Source data:
PR #7948, opened 2025-04-10
[NU-1948]  Add spel projection and selection expressions on avro GenericRecords

paw787878:
## Checklist before merge


scenario-compiler/src/main/scala/pl/touk/nussknacker/engine/spel/Typer.scala
```diff
@@ -710,6 +713,15 @@ private[spel] class Typer(
         if tc.runtimeObjType.canBeConvertedTo(Typed[java.util.Collection[_]]) ||
           tc.runtimeObjType.klass.isArray =>
       valid(tc.runtimeObjType.params.headOption.getOrElse(Unknown))
+    case tc: TypedObjectTypingResult if classOf[GenericRecord].isAssignableFrom(tc.runtimeObjType.klass) =>
```
arkadius, line 716: Use reflection. Thanks to that we won't be statically binded with a specific avro version in api module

* _ACTION ITEM_
From the records above, copy each line where the word "runtimeObjType" can be found.

* _ANSWER TO THIS EXERCISE_
         if tc.runtimeObjType.canBeConvertedTo(Typed[java.util.Collection[_]]) ||
           tc.runtimeObjType.klass.isArray =>
       valid(tc.runtimeObjType.params.headOption.getOrElse(Unknown))
+    case tc: TypedObjectTypingResult if classOf[GenericRecord].isAssignableFrom(tc.runtimeObjType.klass) =>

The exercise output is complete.